Moviegoers had little reason to expect much from The Godfather when it was released in 1972. The film was based on a popular though not best-selling novel, made by a relatively inexperienced director, and performed by mostly unknown actors, plus one, Marlon Brando, who was considered well past his prime—all in all, not exactly the classic Hollywood formula for success. Defying the odds, The Godfather went on to become one of the most popular movies of all time. It gave birth to two sequels, the first of which is a masterpiece in its own right, spawned countless clones, launched the film careers of several significant actors, and changed forever what an audience would expect when it entered a theater.

Francis Ford Coppola, the director of the Godfather trilogy, was one of many young directors who came to prominence in the 1970s and challenged the old Hollywood system. His contemporaries included Martin Scorsese, Roman Polanski, George Lucas, and Stephen Spielberg, among others. This attack on old Hollywood is announced right at the beginning of The Godfather when the lawyer Tom Hagen asks studio owner Jack Woltz to cast the singer Johnny Fontane in a movie. Woltz seems classic L.A.-slick, and we are not surprised when he says no. But we are surprised when we learn why. We expect that Woltz’s excuse will be that Johnny is old and washed-up or that he lacks acting talent, but instead, Woltz says that Johnny is perfect for the part, which is precisely the reason he doesn’t get it. Woltz blames Johnny for stealing a pretty young actress from him and refuses to do anything that will help him rehabilitate his career. In his exchange with Tom, Woltz comes across as materialistic, crass, bad-tempered, vengeful, and bigoted, but Coppola hints that his greatest crime is that he isn’t a real artist. He is in film production only for the sex and the money. Whether he makes a good film is barely a concern.
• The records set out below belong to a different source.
PR #130, opened 2025-01-27
feat: Support platform-specific or custom allocators

vpodzime:
And use Zephyr-specific allocation functions on Zephyr by default, using either a separate heap (default) or the system heap.

This means we have to use our memory management functions instead of the standard ones everywhere, even if they can actually just call the standard ones.

Ticket: MEN-7808
Changelog: none

### DIFF
--- a/.gitlab-ci.yml
+++ b/.gitlab-ci.yml
@@ -20,7 +20,7 @@ test:static:license:
   script:
     - ./.github/workflows/check_headers.sh
 
-test:static:format:
+test:static:code:
   extends: .test:static
   script:
     - ./.github/workflows/check_include_guards.sh


vpodzime:
Ready for a review. Now that it seems to finally work, I need to experiment with the minimum heap size we can use and adapt the default values in the *Kconfig*.

cmake/mender_mcu_sources.txt
```diff
@@ -95,6 +95,12 @@ if (NOT CONFIG_MENDER_PLATFORM_NET_TYPE)
 else()
     message(STATUS "Using custom '${CONFIG_MENDER_PLATFORM_NET_TYPE}' platform network implementation")
 endif()
+if (NOT CONFIG_MENDER_PLATFORM_MEM_TYPE)
+    message(STATUS "Using default 'generic' platform memory allocation implementation")
+    set(CONFIG_MENDER_PLATFORM_MEM_TYPE "generic")
+else()
+    message(STATUS "Using custom '${CONFIG_MENDER_PLATFORM_NET_TYPE}' platform network implementation")
```
lluiscampos, line 102:
```suggestion
    message(STATUS "Using custom '${CONFIG_MENDER_PLATFORM_MEM_TYPE}' platform memory allocation implementation")
```

Something like that

include/mender-alloc.h
```diff
@@ -0,0 +1,48 @@
...
+typedef void *(*MenderReallocator)(void *ptr, size_t size);
+typedef void (*MenderDeallocator)(void *ptr);
+
+void mender_set_allocation_funcs(MenderAllocator mender_malloc_func, MenderReallocator mender_realloc_func, MenderDeallocator free_func);
+void mender_set_platform_allocation_funcs(void);
+
+void *mender_malloc(size_t size);
+void *mender_calloc(size_t n, size_t size);
+void *mender_realloc(void *ptr, size_t size);
+void  mender_free(void *ptr);
```
lluiscampos, line 42: Nitpick,

These could have simple doc just saying that they follow the same prototype that the libc malloc/calloc/etc

core/src/mender-alloc.c
```diff
@@ -0,0 +1,68 @@
...
+
+static MenderAllocator   malloc_fn  = NULL;
+static MenderReallocator realloc_fn = NULL;
+static MenderDeallocator free_fn    = NULL;
+
+void
+mender_set_allocation_funcs(MenderAllocator malloc_func, MenderReallocator realloc_func, MenderDeallocator free_func) {
+    malloc_fn  = malloc_func;
+    realloc_fn = realloc_func;
+    free_fn    = free_func;
```
lluiscampos, line 33: Should we allow passing only one of the three?

As it is now because we just check individually if they are NULL when using them (ie mender_malloc checks or calls malloc) we could end-up with a user specifying only one and having really bad memory allocation (like custom malloc and libc realloc, or custom malloc and no custom free :lady_beetle: )

I suggest we assert on this - it should be caught by a developer at dev time

**Edit:** I see now that this is handled in mender-client code. However, with the future vision of using the project also as an SDK I think we should move the checks here.

core/src/mender-utils.c
```diff
@@ -119,6 +119,70 @@ mender_utils_strrstr(const char *haystack, const char *needle) {
...
+    *result = mender_malloc((size_t)len + 1);
+    if (NULL == *result) {
+        return -1;
+    }
+    va_copy(ap_copy, ap);
+    len = vsnprintf(*result, len + 1, fmt, ap_copy);
+    va_end(ap_copy);
+
+    return len;
+}
```
lluiscampos, line 184: I am not good in `va` magic - but it reads good to me :+1:

include/mender-alloc.h
```diff
@@ -0,0 +1,48 @@
...
+
+/**
+ * Standard parameters and semantics apply to the three types and functions below.
+ */
+typedef void *(*MenderAllocator)(size_t size);
+typedef void *(*MenderReallocator)(void *ptr, size_t size);
+typedef void (*MenderDeallocator)(void *ptr);
+
+void mender_set_allocation_funcs(MenderAllocator mender_malloc_func, MenderReallocator mender_realloc_func, MenderDeallocator free_func);
+void mender_set_platform_allocation_funcs(void);
```
lluiscampos, line 37: These two need proper doc :pray:

platform/memory/zephyr/src/mender-alloc.c
```diff
@@ -0,0 +1,58 @@
...
+
+static void
+mender_zephyr_free(void *ptr) {
+#ifdef CONFIG_MENDER_SEPARATE_HEAP
+    k_heap_free(&mender_heap, ptr);
+#else
+    k_free(ptr);
+#endif
+}
+
```
lluiscampos, line 54: Very good :clap:

target/zephyr/Kconfig
```diff
@@ -140,6 +140,23 @@ if MENDER_MCU_CLIENT
...
+            config MENDER_PLATFORM_MEM_TYPE_DEFAULT
+                bool "default"
+            config MENDER_PLATFORM_MEM_TYPE_GENERIC
+                bool "generic"
+        endchoice
+
+        config MENDER_PLATFORM_MEM_TYPE
+            string
+            default "zephyr" if MENDER_PLATFORM_LOG_TYPE_DEFAULT
+            default "generic" if MENDER_PLATFORM_LOG_TYPE_GENERIC
```
lluiscampos, line 158:
```suggestion
            default "zephyr" if MENDER_PLATFORM_MEM_TYPE_DEFAULT
            default "generic" if MENDER_PLATFORM_MEM_TYPE_GENERIC
```

target/zephyr/Kconfig
```diff
@@ -230,6 +247,36 @@ if MENDER_MCU_CLIENT
...
+
+            config MENDER_HEAP_SIZE
+               int "Mender heap size (kB)"
+               depends on MENDER_SEPARATE_HEAP
+               default 10
+               range 4 32
+               help
+                   Size of the Mender heap.
+
+            config HEAP_MEM_POOL_ADD_SIZE_MENDER
```
lluiscampos, line 268: Unused.

lluiscampos (commented):
This looks very good! Nicely solved.

See my comments below. Besides small types, nothing really blocking that I could find.

larsewi (commented):
Looks good so far :rocket: Would be nice to add a GitHub Action to check that `malloc()`, `realloc()` & `free()` are not used anywhere other than _mender-alloc.c_ ofc

target/zephyr/Kconfig
vpodzime: This is a trick, as explained on Slack and when demoing. I added a comment to make it clearer.

include/mender-alloc.h
vpodzime: It's there, right above the function type definitions.

core/src/mender-alloc.c
vpodzime: > However, with the future vision of using the project also as an SDK I think we should move the checks here.

In that future version, I don't want this function to be part of the SDK/public API. The only way to set the allocation functions should be via `mender_client_init()`. Otherwise we ask for trouble because calling this function at some other point would cause issues too.

vpodzime:
> See my comments below. Besides small types, nothing really blocking that I could find.

Comments addressed. The only remaining thing here that I plan to do is the GH actions check suggested by Lars.

core/src/mender-alloc.c
lluiscampos: Okey, makes sense. Thank you for the reasoning.

include/mender-alloc.h
```diff
@@ -0,0 +1,57 @@
...
+#define __MENDER_ALLOC_H__
+
+#ifdef __cplusplus
+extern "C" {
+#endif /* __cplusplus */
+
+#include <stddef.h> /* size_t */
+
+/**
+ * Standard parameters and semantics apply to the three types and functions below.
```
lluiscampos, line 30:
```suggestion
 * Standard parameters and semantics apply to the types and functions below.
```

:thinking: The "three" there is what confused me in the first round. I am not a grammar expert but "three apples and pears translates in my head to "three apples and three pears"

lluiscampos (approved):
Thank you for adding the check. Well done!

(I am working on fixing CI independently of this PR)

include/mender-alloc.h
vpodzime: Easy fix then! :)

include/mender-alloc.h
```diff
@@ -0,0 +1,57 @@
...
+void *mender_calloc(size_t n, size_t size);
+void *mender_realloc(void *ptr, size_t size);
+void  mender_free(void *ptr);
+
+/**
+ * @brief Set memory allocation functions for Mender to use
+ * @warning This function has to be called before Mender allocates any memory
+ * @note  All three parameters have to be non-%NULL
+ */
+void mender_set_allocation_funcs(MenderAllocator mender_malloc_func, MenderReallocator mender_realloc_func, MenderDeallocator free_func);
```
larsewi, line 46: One of the parameters does not have the `mender_` suffix. Does not really matter if it is there or not, but consistency would be nice

include/mender-client.h
```diff
@@ -54,6 +55,11 @@ typedef struct {
     uint32_t inventory_update_interval; /**< Inventory update interval, default is compile-time defined */
 #endif                                  /* CONFIG_MENDER_CLIENT_INVENTORY */
     bool recommissioning;               /**< Used to force creation of new authentication keys */
+    struct {
+        MenderAllocator   mender_malloc_func;
+        MenderReallocator mender_realloc_func;
+        MenderDeallocator free_func;
```
larsewi, line 61: Same here (i.e., no `mender_` suffix). Maybe this was the intention?

larsewi (approved):

include/mender-client.h
vpodzime: No it wasn't. It was me using `sed s/free/mender_free/` multiple times, accidentally, and then trying to fix it. Good :eyes: !

danielskinstad (approved):
Nice :+1:

PR #6860, opened 2025-09-26
feat(shared): Intelligent retries for existing clerk-js script

brkalow:
## Checklist

## Type of change

- [ ] 🐛 Bug fix
- [ ] 🌟 New feature
- [ ] 🔨 Breaking change
- [ ] other:

## Summary by CodeRabbit

- Bug Fixes
  - Resolves intermittent failures when loading the Clerk script by detecting failed requests, removing problematic scripts, and retrying automatically.
  - Prevents stalls during initialization by cleaning up stale scripts on timeout and attempting a clean reload.
- Refactor
  - Streamlines script loading and retry logic for more robust startup behavior.
- Documentation
  - Clarifies comments to reflect improved error detection and automatic retry behavior, aiding maintainability.

### DIFF
--- a/packages/shared/src/loadClerkJsScript.ts
+++ b/packages/shared/src/loadClerkJsScript.ts
@@ -88,6 +88,10 @@ function hasScriptRequestError(scriptUrl: string): boolean {
     if (scriptEntry.responseEnd > 0 && scriptEntry.responseStart > 0) {
       return true;
     }
+
+    if (scriptEntry.responseStatus === 0) {
+      return true;
+    }
   }
 
   return false;
--- a/packages/shared/src/loadClerkJsScript.ts
+++ b/packages/shared/src/loadClerkJsScript.ts
@@ -60,6 +60,40 @@ function isClerkProperlyLoaded(): boolean {
 }
 
 /**
+ * Checks if an existing script has a request error using Performance API.
+ *
+ * @param scriptUrl - The URL of the script to check.
+ * @returns True if the script has failed to load due to a network/HTTP error.
+ */
+function hasScriptRequestError(scriptUrl: string): boolean {
+  if (typeof window === 'undefined' || !window.performance) {
+    return false;
+  }
+
+  const entries = performance.getEntries() as PerformanceResourceTiming[];
+  const scriptEntry = entries.find(entry => entry.name === scriptUrl);
+
+  if (!scriptEntry) {
+    return false;
+  }
+
+  // transferSize === 0 with responseEnd === 0 indicates network failure
+  // transferSize === 0 with responseEnd > 0 might be a 4xx/5xx error or blocked request
+  if (scriptEntry.transferSize === 0 && scriptEntry.decodedBodySize === 0) {
+    // If there was no response at all, it's definitely an error
+    if (scriptEntry.responseEnd === 0) {
+      return true;
+    }
+    // If we got a response but no content, likely an HTTP error (4xx/5xx)
+    if (scriptEntry.responseEnd > 0 && scriptEntry.responseStart > 0) {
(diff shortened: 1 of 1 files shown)


packages/shared/src/loadClerkJsScript.ts
```diff
@@ -59,6 +59,40 @@ function isClerkProperlyLoaded(): boolean {
   return typeof clerk === 'object' && typeof clerk.load === 'function';
 }
 
+/**
+ * Checks if an existing script has a request error using Performance API.
+ *
+ * @param scriptUrl - The URL of the script to check.
+ * @returns True if the script has failed to load due to a network/HTTP error.
+ */
+function hasScriptRequestError(scriptUrl: string): boolean {
```
brkalow, line 69: This is a slightly cursed way trying to check for an existing script load error without the ability to add an `onError` callback to the script. `window.performance.getEntries()` should contain the network request to fetch clerk-js, and so we can better infer what the status is without an arbitrary timeout.

nikosdouvlis: I like this!

packages/shared/src/loadClerkJsScript.ts
```diff
@@ -144,20 +184,29 @@ const loadClerkJsScript = async (opts?: LoadClerkJsScriptOptions): Promise<HTMLS
...
 
+  const scriptUrl = clerkJsScriptUrl(opts);
+  const existingScript = document.querySelector<HTMLScriptElement>('script[data-clerk-js-script]');
+
+  if (existingScript) {
+    if (hasScriptRequestError(scriptUrl)) {
+      existingScript.remove();
+    } else {
+      try {
+        return await waitForClerkWithTimeout(timeout);
```
nikosdouvlis: I'm having seconds thoughts about this particular `return` here. I checked the code and it seems that there's no retry logic in IsomorphicClerk (the calling site) or in `loadClerkJsScript` - the retry logic is in `loadScript` which will not be called if we return here.

So, if I understand correctly, if the `<script>` fails to load and we're going to remove it and implicitly retry via `loadScript`. If, however, the script hasn't errored at the point of the check, we're going to wait for a timeout and then completely fail. This is good because the `status` will change, but it feels like we  should at least trigger a few retries first before failing completely. Failing to load the script cannot be recovered from the perspective of the user/dev once `status` switches so retrying makes sense

brkalow: @nikosdouvlis I believe this still works because of `return await`. The function will not return until the promise from `waitForClerkWithTimeout` is resolved, which means it should throw if we can't detect that Clerk loaded in time.

I did spend some time trying to refactor this part on Friday though, I think it could be clearer what's going on.  I will revisit it again today!

nikosdouvlis: I haven't tested it locally yet, but what you're saying makes sense! The current implementation just bails and does not retry if the existing script fails to load, your fix is a nice improvement! 

The `await` part is tricky though, if someone accidentally removes the keyword, retrying for this case will break and TS won't catch it as the return signature will not change (still a promise). Switching to `then().catch` might be a good first step towards making this a bit harder to break?

Another idea would be to move the retry logic from `loadScript` on level up (inside `loadClerkJsScript`) so its a little easier to understand who's responsible to handle the error thrown, but Im not 100% sold on that idea yet

clerk-cookie:
Hello 👋

integration/tests/resiliency.test.ts
brkalow, line 1: Recommend viewing without whitespace changes: https://github.com/clerk/javascript/pull/6860/files?w=1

Coppola’s criticism of the Hollywood system goes well beyond this ugly depiction of a Hollywood producer. The Godfather trilogy criticizes the content and structure of typical Hollywood films. By the 1970s, moviegoers were more film literate than those of earlier generations and demanded more for the price of their tickets. One way to appeal to an audience of both sophisticated and unsophisticated viewers is through what critic Robert Ray calls a “corrected” genre film. A corrected genre film has its share of action sequences that appeal to naïve viewers, but it also includes new stylistic devices and an irony-laced plot that appeal to a more critical audience. In Ray’s analysis of Hollywood films, The Godfather is the paradigmatic corrected genre film. To the naive audience, Michael Corleone seems like a heroic outsider battling against the corrupt system—in effect the hero of a Western set in New York City. A more sophisticated audience sees Michael as duplicitous, immoral, and cruel, and will be repulsed by him. But many people would argue that The Godfather isn’t corrected enough. Subsequent gangster films, such as Scarface, Goodfellas, and Donnie Brasco, as well as the popular TV series The Sopranos, all try to further “correct” The Godfather by presenting a grittier, less glamorous view of Mafia life. But this process of criticizing the myth of the Mafia really began in Coppola’s films. Indeed, the most successful correction of The Godfather is probably The Godfather Part II. (The analysis section will explore this argument in greater depth.)

In addition to spawning numerous “corrected” gangster films, The Godfather’s legacy also includes its amazing cast, with actors such as Al Pacino, Robert De Niro, Diane Keaton, James Caan, and Robert Duvall, who have taken their places among the most successful performers of the past thirty years. No less significant is The Godfather’s rehabilitation of the late, incomparable Marlon Brando. Francis Ford Coppola, the director and brains of the entire operation, would himself become a Hollywood fixture, going on to direct classics such as The Conversation and Apocalypse Now. Certain filmic elements, such as the use of montage in The Godfather or of underexposure in the cinematography of The Godfather Part II, have proven highly influential in the decades since. Lastly, it should be pointed out that the Godfather films took part in the larger social discourse of their times. In 1972 and 1974, when The Godfather and The Godfather Part II were released, respectively, America was experiencing much turmoil and change. Coming on the heels of the turbulent 1960s, while the Vietnam War and the culture wars raged, the Godfather films took part in the New Left critique, exposing the hypocrisy of institutions of power. The Godfather highlights police corruption and the questionable morality of politicians who send their citizens abroad to fight wars. Political corruption is a major theme of The Godfather Part II. The Godfather Part III brings to light the tensions between the worldly and spiritual concerns of the Catholic Church.

The true genius of the Godfather films is that they are historically and socially specific genre films and, at the same time, monumental epics exploring universal themes. Their depiction of the experiences of Sicilian-Americans in the twentieth century speaks to the experience of all American immigrant communities. As exciting and suspenseful as any Hollywood action flick, they are also dramas with as much pathos and emotional weight as any film can have. Today the Godfather films are classic reference points in American culture, but they startled audiences when they were released because they combined styles and genres in a completely new way. That the films look so familiar to us now is the ultimate proof of their tremendous influence.